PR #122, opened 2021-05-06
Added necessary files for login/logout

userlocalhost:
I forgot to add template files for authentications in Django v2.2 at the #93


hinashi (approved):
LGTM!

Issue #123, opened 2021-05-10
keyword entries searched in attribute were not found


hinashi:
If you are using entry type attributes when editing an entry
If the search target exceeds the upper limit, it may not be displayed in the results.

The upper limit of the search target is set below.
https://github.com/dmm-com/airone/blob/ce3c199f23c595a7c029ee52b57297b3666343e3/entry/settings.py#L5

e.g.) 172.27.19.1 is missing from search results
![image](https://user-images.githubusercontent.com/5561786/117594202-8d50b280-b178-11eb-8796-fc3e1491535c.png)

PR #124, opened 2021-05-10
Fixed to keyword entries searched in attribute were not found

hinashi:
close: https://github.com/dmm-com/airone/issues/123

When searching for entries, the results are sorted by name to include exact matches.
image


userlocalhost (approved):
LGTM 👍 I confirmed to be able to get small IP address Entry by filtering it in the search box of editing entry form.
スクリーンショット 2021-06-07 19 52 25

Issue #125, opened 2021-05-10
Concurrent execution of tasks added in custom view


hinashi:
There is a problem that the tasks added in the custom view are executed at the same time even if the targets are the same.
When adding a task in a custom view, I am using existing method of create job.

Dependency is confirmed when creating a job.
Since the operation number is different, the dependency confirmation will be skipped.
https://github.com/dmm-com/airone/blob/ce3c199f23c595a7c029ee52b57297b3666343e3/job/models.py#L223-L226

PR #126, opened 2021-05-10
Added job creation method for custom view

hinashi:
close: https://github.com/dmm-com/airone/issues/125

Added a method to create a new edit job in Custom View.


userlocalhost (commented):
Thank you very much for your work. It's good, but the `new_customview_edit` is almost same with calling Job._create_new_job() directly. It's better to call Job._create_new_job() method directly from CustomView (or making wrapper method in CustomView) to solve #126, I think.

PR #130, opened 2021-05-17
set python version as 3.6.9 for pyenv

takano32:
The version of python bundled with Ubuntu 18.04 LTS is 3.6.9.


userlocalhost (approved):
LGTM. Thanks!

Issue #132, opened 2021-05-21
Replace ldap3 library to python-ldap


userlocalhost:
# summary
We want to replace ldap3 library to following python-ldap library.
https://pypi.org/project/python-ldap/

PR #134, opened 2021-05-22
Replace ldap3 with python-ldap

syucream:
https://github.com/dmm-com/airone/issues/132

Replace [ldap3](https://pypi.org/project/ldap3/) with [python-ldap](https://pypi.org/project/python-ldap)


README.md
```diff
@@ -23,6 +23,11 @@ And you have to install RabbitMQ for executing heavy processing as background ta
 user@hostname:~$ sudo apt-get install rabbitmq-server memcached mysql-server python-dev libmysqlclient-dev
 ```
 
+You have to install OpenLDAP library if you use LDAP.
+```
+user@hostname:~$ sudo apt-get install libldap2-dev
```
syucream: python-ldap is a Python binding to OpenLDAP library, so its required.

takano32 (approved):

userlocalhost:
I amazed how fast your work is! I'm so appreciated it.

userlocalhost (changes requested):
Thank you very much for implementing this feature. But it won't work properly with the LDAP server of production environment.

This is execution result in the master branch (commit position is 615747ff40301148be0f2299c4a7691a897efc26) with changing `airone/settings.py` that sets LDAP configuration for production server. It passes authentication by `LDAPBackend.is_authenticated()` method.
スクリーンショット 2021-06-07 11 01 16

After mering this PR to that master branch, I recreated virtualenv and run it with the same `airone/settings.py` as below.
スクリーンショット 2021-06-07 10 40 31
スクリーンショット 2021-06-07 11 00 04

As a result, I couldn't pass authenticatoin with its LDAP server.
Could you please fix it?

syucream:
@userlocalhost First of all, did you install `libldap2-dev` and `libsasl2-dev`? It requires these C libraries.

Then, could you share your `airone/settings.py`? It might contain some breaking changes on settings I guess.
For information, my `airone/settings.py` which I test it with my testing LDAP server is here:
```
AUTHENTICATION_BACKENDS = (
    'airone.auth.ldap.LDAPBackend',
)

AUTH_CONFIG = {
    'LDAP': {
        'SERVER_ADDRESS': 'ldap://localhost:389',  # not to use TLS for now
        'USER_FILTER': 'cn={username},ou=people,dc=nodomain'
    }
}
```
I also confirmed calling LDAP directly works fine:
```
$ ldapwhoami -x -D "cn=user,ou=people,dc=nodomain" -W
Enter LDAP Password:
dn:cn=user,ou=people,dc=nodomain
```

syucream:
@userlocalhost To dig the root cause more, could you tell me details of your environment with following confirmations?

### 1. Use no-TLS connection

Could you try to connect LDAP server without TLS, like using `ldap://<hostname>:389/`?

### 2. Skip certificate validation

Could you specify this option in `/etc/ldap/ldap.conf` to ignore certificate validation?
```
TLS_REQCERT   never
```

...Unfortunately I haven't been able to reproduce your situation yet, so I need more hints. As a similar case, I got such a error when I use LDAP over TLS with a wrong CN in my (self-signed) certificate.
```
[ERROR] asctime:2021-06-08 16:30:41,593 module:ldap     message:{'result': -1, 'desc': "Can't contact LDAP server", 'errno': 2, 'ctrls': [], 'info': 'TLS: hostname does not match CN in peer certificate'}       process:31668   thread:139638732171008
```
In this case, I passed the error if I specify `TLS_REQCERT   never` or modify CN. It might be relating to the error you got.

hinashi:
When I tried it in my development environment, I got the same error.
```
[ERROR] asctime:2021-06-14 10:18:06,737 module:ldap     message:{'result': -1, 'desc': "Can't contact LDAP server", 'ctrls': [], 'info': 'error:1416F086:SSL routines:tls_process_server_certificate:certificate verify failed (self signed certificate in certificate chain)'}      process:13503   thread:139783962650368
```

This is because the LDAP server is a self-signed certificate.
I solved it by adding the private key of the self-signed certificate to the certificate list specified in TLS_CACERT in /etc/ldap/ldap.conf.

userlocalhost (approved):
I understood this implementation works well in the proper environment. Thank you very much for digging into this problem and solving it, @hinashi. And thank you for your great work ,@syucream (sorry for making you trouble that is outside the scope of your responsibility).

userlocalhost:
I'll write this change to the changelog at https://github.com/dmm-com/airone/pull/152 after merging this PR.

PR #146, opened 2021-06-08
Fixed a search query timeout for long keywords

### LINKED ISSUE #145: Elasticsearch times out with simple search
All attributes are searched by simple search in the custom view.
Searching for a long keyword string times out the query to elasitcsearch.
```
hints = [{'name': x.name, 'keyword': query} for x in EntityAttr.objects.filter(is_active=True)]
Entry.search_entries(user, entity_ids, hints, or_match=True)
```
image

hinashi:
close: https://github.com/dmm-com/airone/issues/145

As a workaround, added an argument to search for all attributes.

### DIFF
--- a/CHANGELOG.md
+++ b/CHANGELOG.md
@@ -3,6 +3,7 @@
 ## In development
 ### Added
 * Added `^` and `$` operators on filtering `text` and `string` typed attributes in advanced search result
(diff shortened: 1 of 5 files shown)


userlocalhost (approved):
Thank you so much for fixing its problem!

++++++++++++++++++++

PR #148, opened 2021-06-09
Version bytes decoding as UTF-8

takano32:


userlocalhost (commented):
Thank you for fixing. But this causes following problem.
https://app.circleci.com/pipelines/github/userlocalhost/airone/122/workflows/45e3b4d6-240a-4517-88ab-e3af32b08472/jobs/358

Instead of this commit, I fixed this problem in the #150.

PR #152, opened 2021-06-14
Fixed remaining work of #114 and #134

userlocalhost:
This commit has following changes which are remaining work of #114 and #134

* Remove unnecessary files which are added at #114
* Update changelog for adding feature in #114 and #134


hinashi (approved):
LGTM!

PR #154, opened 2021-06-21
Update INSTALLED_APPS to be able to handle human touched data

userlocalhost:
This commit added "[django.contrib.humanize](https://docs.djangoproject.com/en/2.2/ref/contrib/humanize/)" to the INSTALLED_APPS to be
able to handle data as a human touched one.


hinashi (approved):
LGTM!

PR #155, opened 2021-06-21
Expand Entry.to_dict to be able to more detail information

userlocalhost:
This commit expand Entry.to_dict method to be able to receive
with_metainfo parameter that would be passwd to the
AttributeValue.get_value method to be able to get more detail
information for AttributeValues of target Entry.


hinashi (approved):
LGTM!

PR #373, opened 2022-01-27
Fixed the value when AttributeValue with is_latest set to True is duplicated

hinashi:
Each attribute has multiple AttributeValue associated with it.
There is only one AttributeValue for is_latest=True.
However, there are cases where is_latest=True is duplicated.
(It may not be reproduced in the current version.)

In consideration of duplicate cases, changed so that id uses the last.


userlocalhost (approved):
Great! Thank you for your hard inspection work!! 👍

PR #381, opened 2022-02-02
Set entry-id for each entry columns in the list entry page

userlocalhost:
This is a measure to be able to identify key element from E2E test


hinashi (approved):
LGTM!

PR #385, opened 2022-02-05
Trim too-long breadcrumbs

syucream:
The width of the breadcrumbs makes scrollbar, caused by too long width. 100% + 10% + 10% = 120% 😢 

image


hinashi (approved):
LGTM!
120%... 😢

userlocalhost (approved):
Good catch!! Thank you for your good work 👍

++++++++++++++++++++

§ **What the task asks**:
Begin with the line that has "PR #122, opened 2021-05-06" in the listing above and end after the line that has "There is a problem"; output those lines exactly.

§ **Solution to the exercise**:
PR #122, opened 2021-05-06
Added necessary files for login/logout

userlocalhost:
I forgot to add template files for authentications in Django v2.2 at the #93


hinashi (approved):
LGTM!

Issue #123, opened 2021-05-10
keyword entries searched in attribute were not found


hinashi:
If you are using entry type attributes when editing an entry
If the search target exceeds the upper limit, it may not be displayed in the results.

The upper limit of the search target is set below.
https://github.com/dmm-com/airone/blob/ce3c199f23c595a7c029ee52b57297b3666343e3/entry/settings.py#L5

e.g.) 172.27.19.1 is missing from search results
![image](https://user-images.githubusercontent.com/5561786/117594202-8d50b280-b178-11eb-8796-fc3e1491535c.png)

PR #124, opened 2021-05-10
Fixed to keyword entries searched in attribute were not found

hinashi:
close: https://github.com/dmm-com/airone/issues/123

When searching for entries, the results are sorted by name to include exact matches.
image


userlocalhost (approved):
LGTM 👍 I confirmed to be able to get small IP address Entry by filtering it in the search box of editing entry form.
スクリーンショット 2021-06-07 19 52 25

Issue #125, opened 2021-05-10
Concurrent execution of tasks added in custom view


hinashi:
There is a problem that the tasks added in the custom view are executed at the same time even if the targets are the same.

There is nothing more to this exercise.